December 2023 by Patrick Hayes, Chief Strategy and Product Officer at Third Wave Innovations

The commentary from Patrick Hayes, Chief Strategy and Product Officer at Third Wave Innovations and former CISO for several organizations.

AI in Threat Intelligence
As we forge down a path of AI use for threat intelligence, anomaly detection, red team testing, incident response simulations, and more, the data sets are of utmost importance. We have a responsibility to adequately train models against appropriate data sets, while continuously testing for accuracy, especially if any automated response is involved. Adversaries are more than equally using AI in their tactics, techniques, and procedures to attack our organizations. The difference is that attackers have no boundaries when developing their strategies, and are often way ahead of the curve. The day will come where AI, which is ultimately neither good or evil, will evolve to self-protect and defend our organizations. Alternatively, we will see attacks that are not necessarily initiated by humans, rather AI continuing to evolve in its training. The fact is AI lacks empathy for the human condition and, without this, AI can only process the world based on the available data presented.

Role of CISO in 2024
The role of the CISO has been poorly defined and misaligned with the needs of the business. The CISO has never been a pure technology role, even before we started putting ’cyber’ before security. Moving ahead, the CISO should be viewed as the trustee of the organization’s risk. Charged with discovering the current state of the organization’s security risk, it is the CISO who helps define the alignment with business strategy, regulatory compliance, and the threat landscape. This vision is presented to the executive leadership of the company to make hard decisions around what gets funded and what is acceptable. It is near-impossible to own a security strategy that is only focused through the lens of technology.
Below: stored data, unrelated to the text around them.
PR #1293, opened 2019-04-24
explorer: enable dark mode without js

buck54321:


explorer/explorermiddleware.go
```diff
@@ -200,3 +206,34 @@ func ProposalPathCtx(next http.Handler) http.Handler {
...
+				log.Errorf("Cookie dcrdataDarkBG retrieval error: %v", err)
+			} else {
+				if err == http.ErrNoCookie {
+					cookie = &http.Cookie{
+						Name:   darkModeCoookie,
+						Value:  "1",
+						MaxAge: 0,
+					}
+				} else {
+					cookie.Value = "0"
```
chappjc: At first I was thinking this should be a toggle, but I see that no cookie is set in `commonData` if the dark mode cookie value is not "1".  Seems good, but I'm just curious if the idea was to limit cookie use to only when dark mode is enabled, because it seems like the cookie could store both on or off values.

buck54321: Either way is fine. My thoughts are that we will always have to check for the existence of the cookie first anyway, with a missing cookie yielding some default behavior. Since we have to check anyway, it might save a step to delete the cookie. Do you prefer the other way?

chappjc: Nope, I like your way.  Was just wondering if I was following the intended logic.

PR #1295, opened 2019-04-26
Update piparser dependency version

dmigwi:
https://github.com/dmigwi/go-piparser/commit/8412e0f44f5560605f0af8993b0fa0ef78e79a87 `time.NewTimer(` has been replaced with `time.NewTicker(`


db/dcrpg/go.mod
```diff
@@ -23,7 +23,6 @@ require (
 	github.com/decred/dcrdata/testutil/dbconfig v1.0.0
 	github.com/decred/dcrdata/txhelpers v1.0.2-0.20190416204615-70a58657e02f
 	github.com/decred/slog v1.0.0
-	github.com/dmigwi/go-piparser/proposals v0.0.0-20190415205832-3992790812af
```
chappjc: I think these should remain in the dcrpg go.mod and go.sum

PR #1296, opened 2019-04-29
exchanges: add bittrex websocket support

buck54321:
Bittrex uses a SignalR wrapper for its websocket, so a library is used for the SignalR connection. Much of the websocket implementation from Poloniex exchange is re-used, including some types and methods being elevated to a common type or CommonExchange method.

Bittrex docs claim that the "full order book" is sent on the websocket, but it looks like they limit it to 500 each of buy or sell orders. Nevertheless, the websocket data range is still a vast improvement over the REST API.


raedah:
Is the 500 limit just for the initial fetch? Will subsequent streaming order updates complete it gradually over time?

buck54321:
I think that it can grow beyond 500 with updates, but the outliers are probably long-term limit orders that don't get updated often, so it would take a long time and you'd never really know if there are some big ones hiding. 

I can run some longer tests today and see what happens to the counts.

buck54321:
So this was a little more complicated than I thought. Not only do they only send 500 max, they actively maintain it at 500. Right now there are 500 orders on the ask side. If they send a new order through, it will always come paired with a remove order, and the remove order will remove it from the high end of the current 500. Likewise, when they send a remove order, it comes paired with an add order at the high end. In short, they are keeping the length at 500 at all times.

raedah:
Thats strange of bittrex, but it explains how the current chart looks. Thats all they show for the depth on their own site, so I guess it was just a design decision they made.

buck54321:
I've got a couple fixes to push here.

exchanges/exchanges.go
```diff
@@ -232,6 +238,23 @@ func (sticks Candlesticks) needsUpdate(bin candlestickKey) bool {
 	return time.Now().After(lastStick.Start.Add(bin.duration() * 2))
 }
 
+// UTILITY FUNCTIONS
+
+// Quickly print the thing to a JSON-encoded string.
+func jsonify(thing interface{}) string {
+	s, _ := json.MarshalIndent(thing, "", "    ")
+	return fmt.Sprint(string(s))
```
chappjc: What's the Sprintf for?

buck54321: I heard you like strings with your strings, so I made your string into a string. :-P

exchanges/exchanges.go
```diff
@@ -1154,6 +1318,266 @@ type BittrexCandlestickResponse struct {
...
+		if err != nil {
+			log.Errorf("bittrex orderbook re-encode error: %v", err)
+			return
+		}
+		err = json.Unmarshal(bookBytes, book)
+		if err != nil {
+			bittrex.setWsFail(fmt.Errorf("Bittrex order book Unmarshal error: %v", err))
+			return
+		}
+		if book == nil {
```
chappjc: Travis pointed out that this can never be `nil`.  Perhaps checking the nonce or the order slice lengths would indicate if Bittrex returned crap data?

PR #1298, opened 2019-04-29
Insight root page and api redirect

chappjc:
This makes a basic HTML page for the `/insight` to provide information about the Insight API on dcrdata.

image

The above shows "https://alpha.dcrdata.org/insight".  To support reverse proxy configurations that map requests on the root path to /insight on the backend, a middleware (`OriginalRequestURI`) is added to embed the original request URI.  This middleware allows the new Insight page handler to generate links relative to *the original client request URI*, not the host root or the request URI as known by the backend.  Again, this will happen with a reverse proxy that modifies the request URI.  For example, here is http://insight.alpha.dcrdata.org:

image

Note that the "API sub-path" now links to /api/status instead of /insight/api/status since the proxy prefixes all requests with /insight behind the scenes.

Also, the `/insight/api` endpoint now redirects to `/insight/api/status`. This endpoint's handler also uses the `OriginalRequestURI` since it appends to the request URI and it must be the original request URI, not the URI passed to the backend by the reverse proxy.

### DIFF
--- a/api/insight/apirouter.go
+++ b/api/insight/apirouter.go
@@ -1,13 +1,13 @@
 // Copyright (c) 2018-2019, The Decred developers
 // Copyright (c) 2017, The dcrdata developers
 // See LICENSE for details.
-//
-// This is tested against Insight API Implementation v5.3.04beta
 
-// Package insight handles the insight api
+// Package insight implements the Insight API.
 package insight
 
 import (
+	"net/http"
+
 	m "github.com/decred/dcrdata/middleware"
 	"github.com/didip/tollbooth"
 	"github.com/didip/tollbooth_chi"
@@ -49,6 +49,10 @@ func NewInsightApiRouter(app *InsightApi, useRealIP, compression bool) ApiMux {
 	if compression {
 		mux.Use(middleware.NewCompressor(3).Handler())
 	}
+
+	mux.With(m.OriginalRequestURI).Get("/", func(w http.ResponseWriter, r *http.Request) {
+		http.Redirect(w, r, r.URL.Path+"/status", http.StatusSeeOther)
+	})
 
 	// Block endpoints
 	mux.With(BlockDateLimitQueryCtx).Get("/blocks", app.getBlockSummaryByTime)
--- a/middleware/apimiddleware.go
+++ b/middleware/apimiddleware.go
@@ -13,6 +13,7 @@ import (
 	"io"
 	"io/ioutil"
 	"net/http"
+	"net/url"
 	"strconv"
 	"strings"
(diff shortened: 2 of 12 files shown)


api/insight/apirouter.go
```diff
@@ -50,6 +49,10 @@ func NewInsightApiRouter(app *InsightApi, useRealIP, compression bool) ApiMux {
 		mux.Use(middleware.NewCompressor(3).Handler())
 	}
 
+	mux.Get("/", func(w http.ResponseWriter, r *http.Request) {
+		http.Redirect(w, r, r.URL.Path+"/status", http.StatusSeeOther)
```
chappjc: Not redirecting to `"/insight/api/status"` because a server may have `"/insight"` mounted at the root.

views/insight_fallback.tmpl
```diff
@@ -0,0 +1,23 @@
...
+<!DOCTYPE html>
+<html lang="en">
+
+{{template "html-head" "Insight Fallback Page"}}
+    {{template "navbar" . }}
+    <div class="container main">
+        <div>
+            <h2 style="text-align: center; margin-top: 0px">Looking for the Insight API?</h2>
+            <p style="text-align: center; margin-bottom: 5px">
+                The Insight API is available under the API sub-path. (e.g. <a href="{{.RequestURI}}/api/status">{{.RequestURI}}/api/status</a>).
```
chappjc: Using RequestURI for the same reason.  TODO: see how this interacts with a reverse proxy, which makes it's own requests, and attempt to get the request path as it hits the proxy from the client if necessar.

middleware/apimiddleware.go
```diff
@@ -177,6 +178,33 @@ func GetRawHexTx(r *http.Request) (string, error) {
...
 }
 
+// OriginalRequestURI checks the X-Original-Request-URI HTTP request header for
+// a valid URI, and patches the request URL's Path and RawPath. This may be
+// useful in the event that a reverse proxy maps requests on path A to path B,
+// but the request handler requires the original path A (e.g. generating links
+// relative to path A).
+func OriginalRequestURI(next http.Handler) http.Handler {
+	return http.HandlerFunc(func(w http.ResponseWriter, r *http.Request) {
+		origRequestURI := r.Header.Get("X-Original-Request-URI")
```
chappjc: Note that without `X-Original-Request-URI`, the page is still served, but if the downstream handlers use `r.URL.Path` (or `r.URL.RequestURI()`), the path may be different from the client's original request URI if a proxy is changing the request headers on the way to the dcrdata backend.

PR #1300, opened 2019-04-30
exchanges: add an aggregated orderbook

buck54321:
Combines order book data into a single aggregated orderbook available at (ExchangeBot).QuickDepths, with special token 'aggregated'. Data is available through the API at `/api/chart/market/aggregated/depth`.

A stacked depth chart is added to /charts. The depth chart gap width is also now displayed.

Screenshot is without #1296, so will get more interesting when the larger range of Bittrex data is available.

image


raedah:
Aggregate (stacking) can be a bit deceiving. Polo looks thinner and steeper here, but its just because its stacked on top. Would like a way to toggle on and off exchanges and choose to aggregate or overlay.

chappjc:
Agreed, but perhaps there is a simpler way to provide a visual cue to make it more clear.  I'm thinking the only solid line is the aggregate.  The fact that the top (aggregate) line is the Binance color immediately suggests that is the depth chart for Binance.  But if the top line were black (or another color), and the other lines were not shown or shown in some other color or format, it might suggest more clearly that the depth charts are summed/stacked.

buck54321:
How about both?

image

Note the new stacking selector. I dropped the fill colors in the unstacked case, because it didn't look very good, IMO.

raedah:
These look good. Only other thought is if it would be worth displaying the total aggregated black line on the non stacking view as well, but not sure if that is a good idea. May be outside of the scale.

raedah:
A zoom selector based on percentage would be useful. Display 10% 20% 30% range outside of current best bid/ask.

buck54321:
Got a zoom selector. Default is 20%, but your zoom will not be changed when switching between exchanges.

image

PR #1303, opened 2019-05-02
ticketpool: Edit the solo and pooled description

dmigwi:
- Remove the solo/pooled description from the ticketpool page.
Screenshot from 2019-05-02 19-53-06

- Replace `All Time` button with `Blocks`
Screenshot from 2019-05-02 19-53-00

### DIFF
--- a/db/dcrpg/internal/txstmts.go
+++ b/db/dcrpg/internal/txstmts.go
@@ -190,13 +190,13 @@ const (
 		) b
 		WHERE block_hash = b.hash;`
 
-	SelectTicketsByType = `SELECT block_time, num_vout
+	SelectTicketsByType = `SELECT DISTINCT num_vout, COUNT(*)
 		FROM transactions
 		JOIN tickets
 		ON transactions.id=purchase_tx_db_id
 		WHERE pool_status=0
 		AND tickets.is_mainchain = TRUE
-		ORDER BY block_time;`
+		GROUP BY num_vout;`
 
 	SelectTxnByDbID = `SELECT block_hash, block_height, tx_hash FROM transactions WHERE id = $1;`
 
--- a/db/dcrpg/internal/txstmts.go
+++ b/db/dcrpg/internal/txstmts.go
@@ -190,12 +190,13 @@ const (
 		) b
 		WHERE block_hash = b.hash;`
 
-	SelectTicketsByType = `SELECT
-		width_bucket(num_vout, array[3, 5, 6]) as ticket_bucket,
-		count(*)
-		FROM transactions JOIN tickets
-		ON transactions.id=purchase_tx_db_id WHERE pool_status=0
-		AND tickets.is_mainchain = TRUE GROUP BY ticket_bucket;`
+	SelectTicketsByType = `SELECT block_time, num_vout
+		FROM transactions
+		JOIN tickets
+		ON transactions.id=purchase_tx_db_id
+		WHERE pool_status=0
+		AND tickets.is_mainchain = TRUE
+		ORDER BY block_time;`
 
 	SelectTxnByDbID = `SELECT block_hash, block_height, tx_hash FROM transactions WHERE id = $1;`
 
--- a/public/js/controllers/ticketpool_controller.js
+++ b/public/js/controllers/ticketpool_controller.js
@@ -3,6 +3,7 @@ import ws from '../services/messagesocket_service'
 import { barChartPlotter } from '../helpers/chart_helper'
 import { getDefault } from '../helpers/module_helper'
 import axios from 'axios'
+import dompurify from 'dompurify'
 
 let Dygraph // lazy loaded on connect
 
@@ -14,6 +15,7 @@ function legendFormatter (data) {
     var labeledData = ' <span style="color: ' + series.color + ';">' + series.labelHTML + ': ' + series.yHTML
     html += '<br>' + series.dashHTML + labeledData + '</span>'
   })
+  dompurify.sanitize(html)
   return html
 }
 
@@ -74,8 +76,17 @@ function priceGraphData (items, memP) {
   return p
 }
 
-function outputsGraphData (items) {
-  return items.time.map((n, i) => { return [new Date(n), items.outputs[i]] })
+function populateOutputs (data) {
+  var totalCount = data.count.reduce((a, n) => { return a + n }, 0)
+  var tableData = '<thead><td># of Outputs</td><td>Count</td><td>% Occurence</td></thead>'
+  data.outputs.map((n, i) => {
+    var count = data.count[i]
+    tableData += '<tr><td class="pr-2 lh1rem vam nowrap xs-w117 font-weight-bold">' + n + '</td>' +
+    '<td><span class="hash lh1rem"> ' + count + ' </span></td>' +
+    '<td><span class="hash lh1rem"> ' + ((count * 100) / totalCount).toFixed(4) + '% </span></td></tr>'
+  })
+  dompurify.sanitize({ IN_PLACE: true }, tableData)
+  return tableData
 }
 
 function getWindow (val) {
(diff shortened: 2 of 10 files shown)


raedah:
I dont think the 3, 5, more then 5 distinction is useful here. Should just be straight list by # of outputs. I dont think anyone is a fan of the donut chart either.

dmigwi:
Ok. I will do away with the donut chart then

dmigwi:
I've replaced the donut chart with a bar graph
Screenshot from 2019-05-03 14-59-48

raedah:
The time view of that data is not useful. I will msg you to discuss how it can be shown in a better context.

chappjc:
Please coordinate with @buck54321 regarding the #outputs charts and graphs.  This was discussed in the charts cache PR here: https://github.com/decred/dcrdata/pull/1274#issuecomment-486314557

buck54321:
I think the only number that means anything anymore is the **solo staking ratio**. *How many of the tickets appear to be solo stakers?* A single figure with some appropriate averaging, e.g. daily average, or rolling N-block average. If a history chart was desired, it would be a line chart, not by block.

dmigwi:
In place of the new chart that had been added this new table has replaced it.
Screenshot from 2019-05-08 04-00-47

raedah:
@buck54321 there was a prior discussion that happened in the matrix room where several people voiced that they did not think it was accurate to infer 'solo' or otherwise based on output count. Thats why the labels have been dropped. I do find the chart migwi just posted useful, and a historic chart would be useful too.

chappjc:
I think the table is interesting.  A good replacement for previous charts.

db/dcrpg/internal/txstmts.go
```diff
@@ -190,12 +190,13 @@ const (
...
-		FROM transactions JOIN tickets
-		ON transactions.id=purchase_tx_db_id WHERE pool_status=0
-		AND tickets.is_mainchain = TRUE GROUP BY ticket_bucket;`
+	SelectTicketsByType = `SELECT DISTINCT num_vout, COUNT(*)
+		FROM transactions
+		JOIN tickets
+		ON transactions.id=purchase_tx_db_id
+		WHERE pool_status=0
+		AND tickets.is_mainchain = TRUE
+		GROUP BY num_vout;`
```
chappjc: ~60 ms.  Works for me.

public/js/controllers/ticketpool_controller.js
```diff
@@ -75,14 +74,17 @@ function priceGraphData (items, memP) {
...
-
-function outputsGraphData (items) {
-  return [
-    getVal(items.solo),
-    getVal(items.pooled),
-    getVal(items.txsplit)
-  ]
+function populateOutputs (data) {
+  var totalCount = 0
+  data.count.map((n) => { totalCount += n })
```
buck54321: `var totalCount = data.count.reduce((a, n) => { return a + n }, 0)`

public/js/controllers/ticketpool_controller.js
```diff
@@ -75,14 +74,17 @@ function priceGraphData (items, memP) {
...
+  var tableData = '<thead><td># of Outputs</td><td>Count</td><td>% Occurence</td></thead>'
+  data.outputs.map((n, i) => {
+    var count = data.count[i]
+    tableData += '<tr><td class="pr-2 lh1rem vam nowrap xs-w117 font-weight-bold">' + n + '</td>' +
+    '<td><span class="hash lh1rem"> ' + count + ' </span></td>' +
+    '<td><span class="hash lh1rem"> ' + ((count * 100) / totalCount).toFixed(4) + '% </span></td></tr>'
+  })
```
buck54321: We are trying to use template literals for this kind of thing.

Also, anytime we are mixing HTML with network data we should sanitize the HTML before inserting. In this case, since a floating `thead` is not valid HTML, you'll want to create a node and sanitize `{ IN_PLACE: true }`, otherwise `dompurify` will sometimes behave weirdly. 

Alternatively, you could just pass your values through a `parseInt` or `parseFloat`, since nothing should be a string.

public/js/controllers/ticketpool_controller.js
```diff
@@ -75,14 +74,17 @@ function priceGraphData (items, memP) {
...
+  document.getElementById('outputs-data').innerHTML = tableData
```
buck54321: For consistency, let's switch up this implementation to use a stimulus `data-target` instead of an `id` please? Either make `populateOutputs` a controller method, or return the HTML from `populateOutputs`, and set it in `processData`.

public/scss/charts.scss
```diff
@@ -36,24 +36,13 @@
   color: black;
 }
 
-.tickets {
-  width: 100%;
-  height: 300px;
+.tp-charts {
+  width: 100% !important;
+  height: 25vh !important;
```
buck54321: Why the `!important`s? They don't seem necessary.

public/js/controllers/ticketpool_controller.js
```diff
@@ -75,14 +76,17 @@ function priceGraphData (items, memP) {
...
+function populateOutputs (data) {
+  var totalCount = data.count.reduce((a, n) => { return a + n }, 0)
+  var tableData = '<thead><td># of Outputs</td><td>Count</td><td>% Occurence</td></thead>'
+  data.outputs.map((n, i) => {
+    var count = data.count[i]
+    tableData += '<tr><td class="pr-2 lh1rem vam nowrap xs-w117 font-weight-bold">' + n + '</td>' +
+    '<td><span class="hash lh1rem"> ' + count + ' </span></td>' +
+    '<td><span class="hash lh1rem"> ' + ((count * 100) / totalCount).toFixed(4) + '% </span></td></tr>'
+  })
+  dompurify.sanitize({ IN_PLACE: true }, tableData)
```
buck54321: Your arguments are switched here. And when sanitizing `IN_PLACE`, you must provide a node, not raw HTML. This is why I suggested you might use `parseFloat` and `parseInt` instead of dompurify. Use a template literal, and do something like

```
tableData += `<tr><td class="pr-2 lh1rem vam nowrap xs-w117 font-weight-bold">${parseInt(n)}</td>
    <td><span class="hash lh1rem">${parseInt(count)}</span></td>
    <td><span class="hash lh1rem">${((parseInt(count) * 100) / parseFloat(totalCount)).toFixed(4)}% </span></td></tr>`
```
 
and you won't need `dompurify` at all. You can only use this approach when all of your variables are expected to be numbers. 

If you do want to use dompurify, you'll need to create a node, and then dump the child. i.e.

```
tbody = document.createElement('tbody')
tbody.innerHTML = tableData
dompurify.sanitize(tbody, { IN_PLACE: true })
return tbody.firstChild

...
// And then below
while(this.outputsTarget.firstChild) this.outputsTarget.removeChild(this.outputsTarget.firstChild)
this.outputsTarget.appendChild(populateOutputs(data['outputs_chart']))
```

IMO, using `parseInt` and `parseFloat` to sanitize is easier in this case.

views/ticketpool.tmpl
```diff
@@ -17,35 +17,28 @@
...
-          </canvas>
-
-          <div class="ticket_by_types">
-            <b style="color:#2971FF;">3 Outputs:</b> - typically solo.<br><br>
-            <b style="color:#FF8C00;">5 Outputs:</b> - typically Voting Service Provider (VSP).<br><br>
-            <b style="color:#41BF53;">More than 5 Outputs:</b> - likely multi-party (split) tickets.<br>
+        <div class="justify-content-between">
+          <div class="dygraph-label dygraph-title mb-1">Ticket Outputs Distribution</div>
+          <div class="row col-lg-12 col-sm-8 d-flex text-center m-auto">
+            <table class="tp-outputs-align" data-target="ticketpool.outputs"></tr></table>
```
buck54321: ~~`</tr>`~~. Just noticed this. 

Then you're good.

dmigwi: I think all is well. Nothing looks out of place according to me. Right?

buck54321: ~~`</tr>`~~

dmigwi: Seen.

PR #1313, opened 2019-05-08
 charts: fix reorg deadlock

buck54321:
Also a few followups to address @dmigwi's orphaned review from #1274.

### DIFF
--- a/db/cache/charts.go
+++ b/db/cache/charts.go
@@ -870,23 +870,55 @@ func accumulate(data ChartUints) ChartUints {
 	return d
 }
 
-// Translate the uints to a slice of the differences between each. The provided
-// data is assumed to be monotonically increasing. The original dataset minus
-// the first element is returned for convenience.
-func btw(data ChartUints) (ChartUints, ChartUints) {
-	d := make(ChartUints, 0, len(data))
-	dataLen := len(data)
+// Translate the times slice to a slice of differences. The original dataset
+// minus the first element is returned for convenience.
+func blockTimes(blocks ChartUints) (ChartUints, ChartUints) {
+	times := make(ChartUints, 0, len(blocks))
+	dataLen := len(blocks)
 	if dataLen < 2 {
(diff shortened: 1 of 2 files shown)


db/cache/charts.go
```diff
@@ -931,9 +932,11 @@ func coinSupplyChart(charts *ChartData, zoom ZoomLevel) ([]byte, error) {
 func durationBTWChart(charts *ChartData, zoom ZoomLevel) ([]byte, error) {
 	switch zoom {
 	case BlockZoom:
-		return charts.encode(charts.Blocks.Time, btw(charts.Blocks.Time))
+		t, d := btw(charts.Blocks.Time)
+		return charts.encode(t, d)
```
chappjc: No problem, but note that go will bind the return values of `btw` to the parameters of `charts.encode` if you do:

```go
charts.encode(btw(charts.Blocks.Time))
```

(not just because `charts.encode` is variadic, but because the spec allows this kind of thing.  https://play.golang.org/p/8mPe9bDAT-x

buck54321: that sweet sugar! I'm gonna update it.

buck54321:
Also fixed a deficiency in the way daily block time averages were being calculated.

db/cache/charts.go
```diff
@@ -870,22 +870,55 @@ func accumulate(data ChartUints) ChartUints {
...
+	}
+	times := make(ChartUints, 0, len(ticks)-1)
+	avgs := make(ChartUints, 0, len(ticks)-1)
+	workingOn := ticks[0]
+	nextIdx := 1
+	next := ticks[nextIdx]
+	lastIdx := 0
+	for i, t := range blocks {
+		if t > next {
+			_, pts := blockTimes(blocks[lastIdx:i])
```
chappjc: A check that len(ticks) == len(blocks) would give me the warm fuzzies.

PR #1890, opened 2022-01-08
deps: Upgrade to stimulus 3.0

### LINKED ISSUE #1859: upgrade to stimulus 3.0
UPDATE: Stimulus 3 was released a few days ago (https://world.hey.com/hotwired/stimulus-3-c438d432) with Turbo 7.

We should upgrade stimulus from 1.1.1 to 2.0.

See https://onrails.blog/2020/12/04/updating-to-stimulus-js-2-0/

I had also started a branch with changes to this effect: https://github.com/chappjc/dcrdata/commit/39c3a51cf9cbdbcedadb8c85f4e9ab918784cb9c
It branches off an April commit, so it does not rebase cleanly on today's master.
I'm not sure what remained to be completed with that.

thi4go:
This diff updates the stimulus package to the latest version (3.0.1). It
updates data targets and uses the new API for data mapping on the
controllers and templates.

closes #1859


chappjc:
I will get you a proper review soon, but one thing I noticed is the new Data Mappings https://onrails.blog/2020/12/04/updating-to-stimulus-js-2-0/
 
so changing 

```
<div data-controller="meta-state" data-meta-state-key="account-id">
```
to

```
<div data-controller="meta-state" data-meta-state-key-value="account-id">
```

you then change `this.data.get("key")` -> `this.keyValue`

Any value to doing that?  I can't tell if the old `get` way is deprecated or not.

thi4go:
Hey mate @chappjc please take your time, no rush at all to review this 👍 

Upon reading more on the new data value mapping API, we should definitely update this as well, since it provides some cool additional features.

- The previous data mapping API only works with strings, so we had to manually convert it when needed:

   `height = parseInt(this.data.get('height'))`

   The new API handles this type conversion automatically. It introduces a static `values` object to the controllers, where 
   we can specify the data key and its type.

   ```
   static values = {
     url: String,
     height: Number
   }
   ```

   It also generates three properties for each object entry.

   ```
   this.urlValue     // getter
   this.urlValue =   // setter
   this.hasUrlValue  // exists
   ```

Besides the out of the box type conversions and properties, imo it adds documentation value to the controller, since we can check the types being handled on a glance, while being a cleaner syntax.

I think they will not drop support for the old API, but we should also update this to reap the improvements benefits and be up-to-date with the package. I'll get to it and commit these changes 👍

Cybersecurity Job Cuts Impact
Workforce reductions have largely underscored the fallacy promoted in the cybersecurity industry. While we keep being told there are millions of unfilled jobs, there seems to be little evidence of this idea that you’ll never be worried about being employed in cybersecurity. However, there is plenty of evidence that companies are eliminating positions due to poor top line revenue performance, shifting attentions to EBIT and shareholder confidence. This dangerous cycle has infected the cybersecurity space, with unknown consequences. Expecting the staff left behind after a workforce reduction to carry the load of their peers comes with much greater risk in the cybersecurity space. Fewer people means, less oversight of your technology, less observations being observed and investigated, and worse more incidents becoming breaches.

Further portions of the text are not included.